→ PROBLEM STATEMENT
The response must match the data below exactly, line for line.

Records from a data source
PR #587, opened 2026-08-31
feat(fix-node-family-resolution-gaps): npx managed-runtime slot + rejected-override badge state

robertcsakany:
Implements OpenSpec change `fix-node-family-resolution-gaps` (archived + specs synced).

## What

→ WRITTEN SOLUTION
PR #587, opened 2026-08-31
feat(fix-node-family-resolution-gaps): npx managed-runtime slot + rejected-override badge state

robertcsakany:
Implements OpenSpec change `fix-node-family-resolution-gaps` (archived + specs synced).

## What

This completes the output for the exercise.